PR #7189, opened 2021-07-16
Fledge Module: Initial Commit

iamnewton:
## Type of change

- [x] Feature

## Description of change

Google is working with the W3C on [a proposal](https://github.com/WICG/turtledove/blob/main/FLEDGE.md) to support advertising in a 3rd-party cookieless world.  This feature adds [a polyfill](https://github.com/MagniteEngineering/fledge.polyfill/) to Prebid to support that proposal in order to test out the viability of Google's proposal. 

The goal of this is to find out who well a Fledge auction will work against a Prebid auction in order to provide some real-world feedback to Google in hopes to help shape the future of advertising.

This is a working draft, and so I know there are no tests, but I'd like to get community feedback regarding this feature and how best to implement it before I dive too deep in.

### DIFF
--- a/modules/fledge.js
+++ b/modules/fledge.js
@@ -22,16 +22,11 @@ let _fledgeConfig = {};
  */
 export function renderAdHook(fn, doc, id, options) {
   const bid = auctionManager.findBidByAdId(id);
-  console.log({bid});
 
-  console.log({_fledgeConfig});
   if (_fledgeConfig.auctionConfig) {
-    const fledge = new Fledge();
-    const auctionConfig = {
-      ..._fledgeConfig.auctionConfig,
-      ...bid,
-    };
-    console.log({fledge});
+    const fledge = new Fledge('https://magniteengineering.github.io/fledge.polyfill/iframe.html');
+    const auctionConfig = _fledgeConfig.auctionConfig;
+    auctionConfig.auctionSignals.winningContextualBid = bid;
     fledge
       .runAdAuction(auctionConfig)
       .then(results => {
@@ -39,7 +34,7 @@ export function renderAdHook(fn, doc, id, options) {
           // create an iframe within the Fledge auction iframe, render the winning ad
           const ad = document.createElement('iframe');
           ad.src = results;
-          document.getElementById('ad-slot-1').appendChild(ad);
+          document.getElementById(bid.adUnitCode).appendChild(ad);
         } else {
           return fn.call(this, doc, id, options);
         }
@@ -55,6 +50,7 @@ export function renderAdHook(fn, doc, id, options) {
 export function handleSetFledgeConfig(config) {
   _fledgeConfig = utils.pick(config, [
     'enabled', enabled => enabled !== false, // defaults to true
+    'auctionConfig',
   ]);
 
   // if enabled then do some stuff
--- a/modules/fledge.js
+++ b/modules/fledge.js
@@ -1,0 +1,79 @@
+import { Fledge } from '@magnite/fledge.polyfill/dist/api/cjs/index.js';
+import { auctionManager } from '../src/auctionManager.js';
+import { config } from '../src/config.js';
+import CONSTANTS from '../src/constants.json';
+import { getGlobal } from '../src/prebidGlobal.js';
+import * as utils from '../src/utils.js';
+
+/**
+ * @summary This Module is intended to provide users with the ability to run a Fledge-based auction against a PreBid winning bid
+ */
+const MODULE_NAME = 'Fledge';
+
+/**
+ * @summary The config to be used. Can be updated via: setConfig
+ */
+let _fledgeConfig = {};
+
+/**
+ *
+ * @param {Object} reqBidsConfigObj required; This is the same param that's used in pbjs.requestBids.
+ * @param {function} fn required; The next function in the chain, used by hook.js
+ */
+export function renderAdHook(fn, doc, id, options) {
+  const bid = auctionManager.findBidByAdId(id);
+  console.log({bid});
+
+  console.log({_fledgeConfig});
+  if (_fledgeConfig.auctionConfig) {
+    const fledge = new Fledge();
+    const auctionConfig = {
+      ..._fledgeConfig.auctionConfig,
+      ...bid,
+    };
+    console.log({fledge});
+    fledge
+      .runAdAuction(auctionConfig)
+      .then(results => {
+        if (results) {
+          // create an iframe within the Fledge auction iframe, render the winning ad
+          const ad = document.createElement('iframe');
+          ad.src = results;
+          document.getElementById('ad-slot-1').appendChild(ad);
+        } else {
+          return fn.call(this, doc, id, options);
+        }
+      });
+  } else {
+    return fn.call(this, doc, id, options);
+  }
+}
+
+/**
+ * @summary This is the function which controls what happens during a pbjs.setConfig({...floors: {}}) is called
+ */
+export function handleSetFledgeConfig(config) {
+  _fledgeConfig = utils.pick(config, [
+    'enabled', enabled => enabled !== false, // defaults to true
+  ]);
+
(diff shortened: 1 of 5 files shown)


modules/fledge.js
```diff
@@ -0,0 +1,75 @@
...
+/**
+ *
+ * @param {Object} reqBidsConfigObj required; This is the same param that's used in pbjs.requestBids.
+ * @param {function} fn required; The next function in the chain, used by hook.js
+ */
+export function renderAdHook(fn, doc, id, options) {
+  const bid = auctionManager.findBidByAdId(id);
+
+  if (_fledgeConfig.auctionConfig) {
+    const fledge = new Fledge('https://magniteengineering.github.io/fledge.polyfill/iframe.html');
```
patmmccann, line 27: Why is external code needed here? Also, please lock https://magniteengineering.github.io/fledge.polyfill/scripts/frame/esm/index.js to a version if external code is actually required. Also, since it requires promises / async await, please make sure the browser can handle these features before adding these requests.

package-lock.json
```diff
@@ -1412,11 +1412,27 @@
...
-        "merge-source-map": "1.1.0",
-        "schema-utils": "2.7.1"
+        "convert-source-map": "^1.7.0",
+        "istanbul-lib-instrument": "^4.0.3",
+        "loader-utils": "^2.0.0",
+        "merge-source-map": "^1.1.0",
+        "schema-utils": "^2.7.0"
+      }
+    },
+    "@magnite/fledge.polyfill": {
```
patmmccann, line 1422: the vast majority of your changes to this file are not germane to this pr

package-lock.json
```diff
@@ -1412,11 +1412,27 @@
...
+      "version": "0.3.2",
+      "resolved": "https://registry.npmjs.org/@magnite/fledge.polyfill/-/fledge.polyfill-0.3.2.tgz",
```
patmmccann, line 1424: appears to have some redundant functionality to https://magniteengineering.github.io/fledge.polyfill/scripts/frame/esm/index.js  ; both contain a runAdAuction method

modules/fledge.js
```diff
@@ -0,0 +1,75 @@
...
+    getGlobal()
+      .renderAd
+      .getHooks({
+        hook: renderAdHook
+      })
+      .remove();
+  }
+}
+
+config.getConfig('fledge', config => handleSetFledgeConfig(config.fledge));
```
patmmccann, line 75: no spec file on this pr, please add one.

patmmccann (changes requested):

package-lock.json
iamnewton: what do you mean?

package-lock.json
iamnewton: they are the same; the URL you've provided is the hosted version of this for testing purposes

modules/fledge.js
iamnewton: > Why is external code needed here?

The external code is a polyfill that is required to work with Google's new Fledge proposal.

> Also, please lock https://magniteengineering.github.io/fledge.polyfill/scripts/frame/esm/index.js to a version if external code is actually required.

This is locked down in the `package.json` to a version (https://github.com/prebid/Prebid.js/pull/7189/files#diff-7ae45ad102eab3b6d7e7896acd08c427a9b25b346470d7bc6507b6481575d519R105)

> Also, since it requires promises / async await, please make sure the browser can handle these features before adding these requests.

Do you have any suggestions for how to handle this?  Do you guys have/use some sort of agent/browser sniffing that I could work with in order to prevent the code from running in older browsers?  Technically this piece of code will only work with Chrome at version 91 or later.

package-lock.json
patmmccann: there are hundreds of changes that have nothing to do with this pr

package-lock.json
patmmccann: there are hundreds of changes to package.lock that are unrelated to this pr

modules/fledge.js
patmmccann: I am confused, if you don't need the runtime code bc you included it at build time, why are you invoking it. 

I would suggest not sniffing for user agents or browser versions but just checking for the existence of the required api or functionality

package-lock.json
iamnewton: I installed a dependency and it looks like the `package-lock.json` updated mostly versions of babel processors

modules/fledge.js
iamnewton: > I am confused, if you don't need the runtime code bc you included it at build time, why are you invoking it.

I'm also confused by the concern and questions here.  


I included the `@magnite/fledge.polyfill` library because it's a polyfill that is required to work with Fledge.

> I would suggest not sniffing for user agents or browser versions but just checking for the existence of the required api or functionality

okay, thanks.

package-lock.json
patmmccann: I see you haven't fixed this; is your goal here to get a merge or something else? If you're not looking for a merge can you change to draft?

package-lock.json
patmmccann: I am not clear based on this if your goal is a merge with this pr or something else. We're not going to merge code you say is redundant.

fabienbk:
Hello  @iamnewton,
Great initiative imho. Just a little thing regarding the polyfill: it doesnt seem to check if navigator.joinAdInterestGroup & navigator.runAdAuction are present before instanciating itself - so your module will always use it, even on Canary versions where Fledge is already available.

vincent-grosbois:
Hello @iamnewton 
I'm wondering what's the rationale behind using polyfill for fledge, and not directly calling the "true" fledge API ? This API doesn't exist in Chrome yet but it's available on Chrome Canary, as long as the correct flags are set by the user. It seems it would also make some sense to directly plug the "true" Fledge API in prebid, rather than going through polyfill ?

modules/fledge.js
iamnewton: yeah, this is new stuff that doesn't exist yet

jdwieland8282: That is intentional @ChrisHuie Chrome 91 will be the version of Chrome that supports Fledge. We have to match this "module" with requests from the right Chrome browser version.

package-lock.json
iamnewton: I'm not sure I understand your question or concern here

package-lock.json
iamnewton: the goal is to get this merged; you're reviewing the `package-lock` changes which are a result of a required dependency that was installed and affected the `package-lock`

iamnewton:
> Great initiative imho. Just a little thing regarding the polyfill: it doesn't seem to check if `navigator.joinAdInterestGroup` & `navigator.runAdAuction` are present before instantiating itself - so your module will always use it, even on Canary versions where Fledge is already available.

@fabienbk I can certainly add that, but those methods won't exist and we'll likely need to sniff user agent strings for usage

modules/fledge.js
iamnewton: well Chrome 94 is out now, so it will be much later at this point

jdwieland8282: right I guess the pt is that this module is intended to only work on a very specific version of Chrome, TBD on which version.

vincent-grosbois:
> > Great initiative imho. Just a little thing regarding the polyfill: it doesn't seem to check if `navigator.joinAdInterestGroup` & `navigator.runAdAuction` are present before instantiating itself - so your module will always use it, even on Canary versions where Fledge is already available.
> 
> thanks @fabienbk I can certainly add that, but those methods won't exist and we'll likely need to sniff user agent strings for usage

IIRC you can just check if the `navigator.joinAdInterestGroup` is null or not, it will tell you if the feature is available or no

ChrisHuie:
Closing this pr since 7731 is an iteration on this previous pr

#####

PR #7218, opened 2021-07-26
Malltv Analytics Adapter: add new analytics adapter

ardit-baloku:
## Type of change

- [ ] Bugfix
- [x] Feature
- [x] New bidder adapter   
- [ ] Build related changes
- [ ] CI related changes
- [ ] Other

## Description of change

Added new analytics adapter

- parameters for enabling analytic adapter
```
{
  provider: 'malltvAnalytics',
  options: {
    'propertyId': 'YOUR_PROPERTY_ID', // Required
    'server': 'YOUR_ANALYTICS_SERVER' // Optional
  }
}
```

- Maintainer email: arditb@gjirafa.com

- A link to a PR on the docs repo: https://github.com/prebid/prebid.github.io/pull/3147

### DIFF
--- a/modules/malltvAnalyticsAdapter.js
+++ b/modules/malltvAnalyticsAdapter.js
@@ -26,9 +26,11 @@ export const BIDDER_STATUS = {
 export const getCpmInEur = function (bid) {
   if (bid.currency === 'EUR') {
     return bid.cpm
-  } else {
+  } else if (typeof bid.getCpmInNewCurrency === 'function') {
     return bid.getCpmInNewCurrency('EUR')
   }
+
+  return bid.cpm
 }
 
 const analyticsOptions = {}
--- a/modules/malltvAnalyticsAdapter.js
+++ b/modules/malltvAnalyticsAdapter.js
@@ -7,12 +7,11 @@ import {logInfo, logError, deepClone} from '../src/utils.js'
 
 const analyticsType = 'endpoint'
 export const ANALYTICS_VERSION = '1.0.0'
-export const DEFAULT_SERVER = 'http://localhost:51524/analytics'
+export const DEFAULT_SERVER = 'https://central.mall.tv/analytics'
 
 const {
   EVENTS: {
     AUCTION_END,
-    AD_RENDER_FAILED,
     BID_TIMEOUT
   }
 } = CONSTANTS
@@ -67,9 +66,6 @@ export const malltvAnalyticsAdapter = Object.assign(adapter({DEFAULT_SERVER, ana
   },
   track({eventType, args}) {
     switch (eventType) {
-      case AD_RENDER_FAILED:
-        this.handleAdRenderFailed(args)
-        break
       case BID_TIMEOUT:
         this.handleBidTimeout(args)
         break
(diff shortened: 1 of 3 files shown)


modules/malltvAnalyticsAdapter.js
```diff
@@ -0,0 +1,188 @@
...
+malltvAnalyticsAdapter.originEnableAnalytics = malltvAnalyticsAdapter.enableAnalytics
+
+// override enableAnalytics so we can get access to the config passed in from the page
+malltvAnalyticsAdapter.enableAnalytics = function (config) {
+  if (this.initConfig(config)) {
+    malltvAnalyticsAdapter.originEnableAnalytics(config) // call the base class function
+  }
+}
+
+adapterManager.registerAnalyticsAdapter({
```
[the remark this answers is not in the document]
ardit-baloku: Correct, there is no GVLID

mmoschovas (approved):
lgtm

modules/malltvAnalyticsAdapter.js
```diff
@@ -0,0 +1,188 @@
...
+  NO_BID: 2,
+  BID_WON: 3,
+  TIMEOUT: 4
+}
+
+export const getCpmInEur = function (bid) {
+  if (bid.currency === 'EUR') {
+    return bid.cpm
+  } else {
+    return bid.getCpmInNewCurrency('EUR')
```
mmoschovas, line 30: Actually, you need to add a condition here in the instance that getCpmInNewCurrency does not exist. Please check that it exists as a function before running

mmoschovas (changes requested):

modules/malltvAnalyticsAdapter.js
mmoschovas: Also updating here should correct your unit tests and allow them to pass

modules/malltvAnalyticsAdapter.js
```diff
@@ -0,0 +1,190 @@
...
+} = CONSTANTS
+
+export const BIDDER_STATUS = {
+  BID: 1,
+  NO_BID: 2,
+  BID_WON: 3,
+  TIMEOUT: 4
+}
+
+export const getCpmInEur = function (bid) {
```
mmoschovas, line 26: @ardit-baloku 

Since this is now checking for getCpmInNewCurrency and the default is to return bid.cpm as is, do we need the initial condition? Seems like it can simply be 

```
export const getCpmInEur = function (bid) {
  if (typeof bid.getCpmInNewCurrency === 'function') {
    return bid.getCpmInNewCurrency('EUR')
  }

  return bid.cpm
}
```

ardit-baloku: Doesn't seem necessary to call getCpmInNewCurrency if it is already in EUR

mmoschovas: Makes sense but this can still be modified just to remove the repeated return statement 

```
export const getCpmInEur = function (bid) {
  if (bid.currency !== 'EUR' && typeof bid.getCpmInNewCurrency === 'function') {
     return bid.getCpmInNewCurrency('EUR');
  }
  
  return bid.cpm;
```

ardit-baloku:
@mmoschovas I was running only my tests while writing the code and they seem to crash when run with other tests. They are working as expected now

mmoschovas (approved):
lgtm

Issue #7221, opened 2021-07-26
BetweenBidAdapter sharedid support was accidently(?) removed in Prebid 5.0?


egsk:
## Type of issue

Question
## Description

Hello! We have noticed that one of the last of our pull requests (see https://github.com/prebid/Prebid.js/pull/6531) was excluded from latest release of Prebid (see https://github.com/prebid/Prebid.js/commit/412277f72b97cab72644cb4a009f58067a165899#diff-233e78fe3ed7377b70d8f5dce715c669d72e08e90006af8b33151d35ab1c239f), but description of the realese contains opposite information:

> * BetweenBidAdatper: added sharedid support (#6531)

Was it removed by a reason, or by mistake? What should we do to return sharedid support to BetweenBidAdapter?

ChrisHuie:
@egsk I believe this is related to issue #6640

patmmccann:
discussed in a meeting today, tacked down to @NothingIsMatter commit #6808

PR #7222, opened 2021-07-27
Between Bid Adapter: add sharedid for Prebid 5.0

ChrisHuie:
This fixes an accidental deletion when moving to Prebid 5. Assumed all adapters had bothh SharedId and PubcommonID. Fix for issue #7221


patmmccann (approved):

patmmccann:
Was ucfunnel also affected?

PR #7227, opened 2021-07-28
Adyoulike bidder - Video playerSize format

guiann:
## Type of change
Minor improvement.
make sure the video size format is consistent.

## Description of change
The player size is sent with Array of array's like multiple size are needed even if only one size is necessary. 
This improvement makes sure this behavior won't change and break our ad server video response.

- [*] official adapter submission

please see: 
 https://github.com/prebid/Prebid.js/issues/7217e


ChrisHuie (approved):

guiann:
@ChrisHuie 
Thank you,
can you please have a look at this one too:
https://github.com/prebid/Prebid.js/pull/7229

#####

__Exercise instructions__
Determine the number of lines in the data above that include the word "intended", then answer with that number alone.

__Exercise response__
2